Provided records ::
···
PR #10467, opened 2026-08-24
feat(providers): add Codex Security SDK provider

vsauter-oai:


mldangelo-oai:
this is cool!

src/providers/openai/codex-security.ts
```diff
@@ -0,0 +1,830 @@
...
+    if (config.severity) {
+      args.push('--severity', config.severity);
+    }
+    if (config.finding_id) {
+      args.push(config.finding_id);
+    } else if (!config.scan_id) {
+      const finding = config.finding_file
+        ? resolveConfigPath(config.finding_file)!
+        : (config.finding ?? prompt);
+      args.push(typeof finding === 'string' ? finding : JSON.stringify(finding));
```
mldangelo-oai: Thanks for adding explicit write opt-ins here. There are two related trust-boundary gaps if remediation remains in this PR: finding text can be parsed as a CLI flag (for example `--resume-pr=...`, which can trigger GitHub writes), and a saved scan can select its original repository instead of the configured isolated checkout. Could we defer the CLI path, or ensure positional findings cannot become options and verify the resolved scan repository matches the authorized checkout before any mutation?

src/providers/openai/codex-security.ts
```diff
@@ -0,0 +1,830 @@
...
+      id: this.providerId,
+      env: this.env,
+      config: {
+        ...(config.model ? { model: config.model } : {}),
+        ...(config.model_provider ? { model_provider: config.model_provider } : {}),
+        ...(effort ? { model_reasoning_effort: effort } : {}),
+        ...(config.maxRetries === undefined ? {} : { maxRetries: config.maxRetries }),
+        working_dir: repository,
+        sandbox_mode:
+          config.sandbox_mode ?? (config.allow_file_writes ? 'workspace-write' : 'read-only'),
```
mldangelo-oai: I like the explicit `allow_file_writes` safeguard. Could we apply it to the effective sandbox as well? Right now an operation such as `threat-model` can set `sandbox_mode: workspace-write` or `danger-full-access` even when `allow_file_writes` is unset, which bypasses the intended read-only default. Reject writable modes without explicit permission, or defer delegated skills from this first pass.

mldangelo-oai (commented):
Thanks for taking this on. A first-class Codex Security provider with structured findings, coverage, and cost reporting would be genuinely useful.

Could we make the first pass smaller and safer by focusing on native SDK scans (standard, deep, and diff) and native finding validation where needed? The remediation commands introduce a separate CLI trust boundary, and the standalone operations largely duplicate functionality already available through `openai:codex-sdk`. Moving those paths to focused follow-ups would simplify the provider, configuration UI, and tests while avoiding several current concerns around permissions, credentials, repository isolation, and argument handling.

I would also keep the initial UI focused on essential settings, include evidence from one real SDK-backed evaluation, and address the existing review threads and CI failures before landing. Happy to help think through a clean first slice.

src/providers/openai/codex-security.ts
```diff
@@ -0,0 +1,830 @@
...
+import type {
+  CodexSecurity,
+  JsonObject,
+  ScanCost,
+  ScanOptions,
+  ScanResult,
+  ValidationOptions,
+} from '@openai/codex-security';
+
+import type { TokenUsage } from '../../contracts/shared';
```
mldangelo-oai: The current Style Check points directly at this import: `providers -> contracts` is a forbidden new architecture edge. Existing OpenAI providers import `TokenUsage` from `../../types/index`, and this file already imports its provider response types from there. Could we add `TokenUsage` to that existing type import and remove this direct `contracts/shared` import? That should resolve this particular violation without broadening the architecture baseline.

src/providers/openai/codex-security.ts
```diff
@@ -0,0 +1,830 @@
...
+          error:
+            'Codex Security operation "track-findings" can create or update external issues. Set allow_external_writes: true to enable it.',
+        };
+      }
+
+      if (callOptions?.abortSignal?.aborted) {
+        return { error: 'Codex Security operation was aborted before it started.' };
+      }
+
+      if (operation === 'fix-finding' || operation === 'verify-fix') {
```
mldangelo-oai: One concrete way to keep the first release manageable: this branch currently combines four native SDK operations, two subprocess-backed operations, and eight operations that delegate to the existing `OpenAICodexSDKProvider`. Could we keep `security-scan`, `deep-security-scan`, `security-diff-scan`, and, if needed, `validation` here, then move the other paths into focused follow-ups? Removing `runCliOperation` and `runStandaloneSkill` alone would eliminate about 157 provider lines and roughly 230 backend-test lines, plus much of the permission and UI branching.

src/app/src/pages/redteam/setup/components/Targets/CodexSecurityConfiguration.tsx
```diff
@@ -0,0 +1,480 @@
...
+  const isDeepScan = operation === 'deep-security-scan';
+  const isDiffScan = operation === 'security-diff-scan';
+  const isFindingOperation = ['validation', 'fix-finding', 'verify-fix'].includes(operation);
+  const isRemediationOperation = ['fix-finding', 'verify-fix'].includes(operation);
+  const changesRepository = ['fix-finding', 'define-security-policy'].includes(operation);
+  const [scopedPaths, setScopedPaths] = useState(() =>
+    Array.isArray(config.paths) ? config.paths.join(', ') : '',
+  );
+
+  const updateOperation = (nextOperation: string) => {
```
mldangelo-oai, line 81: I like making the provider discoverable in the UI. Could we start with a compact scan-first form covering repository, model, scan mode, any relevant diff target, and an optional cost cap, with specialist knobs left to YAML or advanced configuration? Supporting all 14 operations here duplicates the backend catalog and requires this operation-switch cleanup matrix. The new-file coverage check is also currently failing at 22/32 functions (68.75% versus the required 80%), so narrowing the surface should remove state-management code instead of requiring more tests for functionality we may not need in the first release.

src/app/src/pages/eval-creator/components/AddProviderDialog.test.tsx
```diff
@@ -18,12 +20,83 @@ vi.mock('@app/pages/redteam/setup/components/Targets/ProviderTypeSelector', () =
...
+    provider: { id: string; config: Record<string, unknown> };
+    providerType?: string;
+    setProvider: (provider: { id: string; config: Record<string, unknown> }) => void;
+    setError?: (error: string | null) => void;
+    validateAll?: boolean;
+  }) => {
+    const repository =
+      typeof provider.config.repository === 'string' ? provider.config.repository : '';
+
+    useEffect(() => {
```
mldangelo-oai, line 71: Could we avoid implementing the production repository validator inside this mock? The `useEffect` independently decides whether the repository is valid, so the dialog test can pass even if the real `ProviderConfigEditor` behaves differently. Since the editor already has its own focused validation tests, either keep this dialog mock minimal and assert the wiring, or render the actual editor for the save flow. That would reduce scaffolding while making the test boundary clearer.

test/providers/openai-codex-security.test.ts
```diff
@@ -0,0 +1,885 @@
...
+
+      await provider.callApi('Validate');
+
+      expect(mockValidate).toHaveBeenCalledWith(
+        expect.objectContaining({ finding: 'Unchecked redirect in /login' }),
+      );
+    });
+  });
+
+  describe('remediation CLI', () => {
```
mldangelo-oai: These permission tests are a good start. If remediation and delegated skills remain in this PR, could we add focused adversarial regressions for: (1) a finding beginning with `--resume-pr=review-proof`; (2) a saved scan whose original `targetPath` differs from the configured `repository`; (3) `sandbox_mode: workspace-write` without `allow_file_writes`; and (4) unrelated parent-process secrets not being inherited by the child? The current mocks check CLI arguments and `cwd`, but they never exercise how the CLI resolves a saved repository, which is why the cross-repository case currently slips through. If those paths move to follow-up PRs, these tests can follow them there.

test/providers/openai-codex-security.test.ts
```diff
@@ -0,0 +1,885 @@
...
+          cli_env: { SECURITY_EVAL: true },
+        },
+      });
+
+      const response = await provider.callApi('Patch findings');
+
+      expect(execFile).toHaveBeenCalledWith(
+        process.execPath,
+        [
+          '/packages/@openai/codex-security/bin/codex-security.mjs',
```
mldangelo-oai: Small CI fix: this hard-coded POSIX path is the exact mismatch in the failing Windows shard. The runner receives a drive-qualified Windows path such as `D:\packages\@openai\codex-security\bin\codex-security.mjs`, while this assertion expects forward slashes. Could we derive the expected executable with `path.resolve(...)` or use a platform-neutral matcher? That should fix the shard without changing provider behavior.

examples/openai-codex-security/README.md
```diff
@@ -0,0 +1,27 @@
+# openai-codex-security (OpenAI Codex Security Scan Comparison)
+
+Compare Codex Security standard and deep scans across models and reasoning settings using the same intentionally vulnerable repository fixture.
```
mldangelo-oai, line 3: Tiny CI unblocker: the example README suite requires at least one H2 section, and this file currently has only the H1 title. Adding a small heading such as `## Setup` before the installation instructions should clear the same README failure across the Linux, macOS, and Windows jobs.

mldangelo-oai (commented):
Thanks again for putting together the SDK integration, docs, and example. I added a few concrete suggestions below to make the smaller native-SDK-first slice easier to identify and to point directly at the current CI failures.

The goal is to preserve the useful structured scan integration and meaningful security coverage while moving subprocess remediation and delegated skills into focused follow-ups. If those extra paths stay in this PR, the adversarial regression cases below would help make their safety boundaries explicit. One useful final QA artifact would be a sanitized result summary from `npm run local -- eval -c examples/openai-codex-security/promptfooconfig.yaml --no-cache -o output.json` on an authorized repository.

vsauter-oai:
### Review follow-up

Updated the first release to the four native Codex Security SDK operations only:

- `security-scan`
- `deep-security-scan`
- `security-diff-scan`
- `validation`

Removed subprocess remediation and delegated security skills, simplified the provider configuration UI, corrected aggregate scan token accounting and complete-operation latency, restricted SDK loading to trusted Promptfoo installation paths, honored programmatic provider configuration base paths, normalized repository/reasoning aliases and pasted model IDs, selected automatic authentication by default, rejected unsupported provider-scoped credentials, imported operations, and invalid diff targets, accepted generic per-test options while preserving strict provider configuration validation, excluded security scanners from agent-rubric grading while retaining agentic-runtime classification, replaced the CodeQL-triggering example with an authorization-bypass fixture, and aligned Windows path assertions with shared path-resolution behavior. Reconciled the latest upstream provider-editor changes, verified the actual Codex Security configuration form rejects missing repositories before accepting valid ones, and clarified same-installation SDK requirements and the Node 22.22 minimum.

### Real SDK-backed evaluation

Ran the checked-in example against its authorized fixture with the `standard-terra-medium` provider:

```bash
npm run local -- eval -c examples/openai-codex-security/promptfooconfig.yaml \
  --filter-providers standard-terra-medium --no-cache --max-concurrency 1 -o output.json
```

- Result: **1 passed, 0 failed, 0 errors**.
- Operation/model: `security-scan` / `gpt-5.6-terra`, `medium` reasoning.
- Validated findings: **1**; repository coverage: **complete**.
- Aggregate usage: **1,315,752 tokens**: 1,303,830 prompt, 11,922 completion, 1,174,016 cached, and 2,695 reasoning.
- SDK-reported estimated cost: **$0.6374952**.
- SDK/plugin: `@openai/codex-security@0.1.18` / plugin `0.1.22`.

### Local verification

- Focused backend suite: **2,264 tests passed**.
- Provider configuration and eval-creator web UI suite: **1,023 tests passed across 49 files**.
- New provider coverage: **97.90% statements, 96% functions, 98.59% lines**.
- New UI configuration coverage: **89.09% statements, 100% functions, 100% lines**.
- Passed backend/frontend coverage ratchets, both TypeScript checks, repository-wide Biome CI, Prettier, Knip, and architecture boundaries.

site/docs/guides/test-agent-skills.md
```diff
@@ -248,6 +248,8 @@ providers:
 
 Codex discovers project skills from `.agents/skills/` under each `working_dir`. Its `skill-used` signal is inferred from successful reads of the matching `SKILL.md`, so keep `enable_streaming: true` while developing the eval if you want Promptfoo to collect that evidence. The earlier JavaScript assertion should use `JSON.parse(output)` with Codex because `output_schema` keeps `output` as a JSON string rather than a parsed object.
 
+For managed security workflows rather than general local skills, use the [Codex Security SDK provider](/docs/providers/openai-codex-security). It runs native standard, deep, and diff scans plus finding validation, and returns structured findings, coverage, token usage, and estimated scan cost.
```
mldangelo-oai: probably remove this

src/providers/agentic-utils.ts
```diff
@@ -51,6 +52,18 @@ export function isAgenticProvider(provider: ApiProvider | null | undefined): boo
   );
 }
 
+/**
+ * Security scanners run agentic workflows but cannot return rubric grading verdicts.
+ */
+export function isAgenticGradingProvider(provider: ApiProvider | null | undefined): boolean {
```
mldangelo-oai: is this function absolutely necessary?

src/providers/openai/codex-runtime.ts
mldangelo-oai: recommend deleting this file

jameshiester-oai (approved):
···
Directions for this task ::
Please give the number of lines in the data above that include the string "integration", and nothing else.

Answer box ::
2